» WORK TASK:
Exactly how many lines in the entries contain "LGTM"? Give that number alone.
RECORDS TO PROCESS START
PR #8751, opened 2022-01-14
[sdk/dotnet] Fix failing test

AaronFriel:
# Description

This test failed and, to be honest, I struggled to find good xunit documentation.

It appears there were two issues in this test:

1. The Assert.Matches was failing on the string termination `$`.
2. The automation API output was trimmed in the test on line 42, but the accumulated lines were not. I didn't see an obvious commit including the word trim, but I'm guessing some behavior changed with automation output?

The line 42 test failed on matching the line beginning:

```
   $ curl -sSL https://get.pulumi.com | sh
```

Which when trimmed would not equal itself.

### DIFF
--- a/sdk/dotnet/Pulumi.Automation.Tests/LocalPulumiCmdTests.cs
+++ b/sdk/dotnet/Pulumi.Automation.Tests/LocalPulumiCmdTests.cs
@@ -35,7 +35,7 @@ namespace Pulumi.Automation.Tests
             Assert.Equal(0, result.Code);
 
             Assert.Matches(@"^v?\d+\.\d+\.\d+", result.StandardOutput);
-            Assert.Matches(@"^(warning: A new version of Pulumi[^\n]+\n)?$",
+            Assert.Matches(@"^(warning: A new version of Pulumi[^\n]+\n)?",
                            result.StandardError);
 
             Assert.Equal(Lines(result.StandardOutput), stdoutLines);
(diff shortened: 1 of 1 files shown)


t0yv0:
This LGTM. Sadly the tests didn't run the CI is considering you an external contributor. Maybe it's because the PR is coming form a forked repo rather than a branch.

t0yv0 (approved):
LGTM but need to pass tests on CI before merging.

mikhailshilkov:
Hmm, the master build failure looks related to this change: https://github.com/pulumi/pulumi/runs/4843576289?check_suite_focus=true

Frassle:
Yeh the type changed with the removal of Select from Lines (IEnumerable<string> -> string[]). It was probably hitting an overload explicitly for IEnumerable before.

AaronFriel:
@Frassle it also looks like the test failed because a trailing newline made it in:

```
Expected: String[] ["v3.23.0-alpha.1642436772\n"]
Actual:   List<String> ["v3.23.0-alpha.1642436772"]
```

CRLF / LF based trimming issue for Windows vs other platforms? I see the other auto tests succeeded.

@mikhailshilkov What do you think the right approach is to fix the failing Windows test, some platform specific code or make the test trim non-whitespace characters for all lines on both the expected and actual values?

mikhailshilkov:
> make the test trim non-whitespace characters for all lines on both the expected and actual values

This sounds reasonable to me

Issue #8752, opened 2022-01-14
pulumi config set is changing the entire Pulumi yaml file, not only the specific key


felipegirotti:
## Hello!

- Vote on this issue by adding a 👍 reaction
- To contribute a fix for this issue, leave a comment (and link to your pull request, if you've opened one already)

## Issue details

After the update to version `3.22.0` we are facing errors on our Pulumi yaml files, we perform the command `config set --path app.version {commit-hash}`. 
And now the pulumi command are changing other values we have as string to number.
We reverted to run on our pipelines the old version `3.21.0` that working fine.

### Steps to reproduce

1. Create a stack and add values number as string, e.g: `MY_CONFIG: "2020_1"`
2. Run `pulumi -s {stack} config set --path app.version latest`
3. Your file Pulumi.{stack}.yaml is changed the value `MY_CONFIG: 20201`

Expected: We expected that only change the value I set in the command
Actual: Pulumi command is changing other values

Frassle:
I think this is due to https://github.com/pulumi/pulumi/pull/8682

Issue #8745, opened 2022-01-13
config get is returning a different result to what's displayed in the portal


wsalahuddin:
We are setting a config value of the build number (default format) from azure pipeline e.g.
20220113.2
but on retrieving this config, the value is being read as 
2.02201132e+07

We only noticed this issue today, i.e. pulumi version 3.22.0 
Not sure if this is this version related or the value of the number.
RECORDS TO PROCESS END
» EXERCISE SOLUTION:
2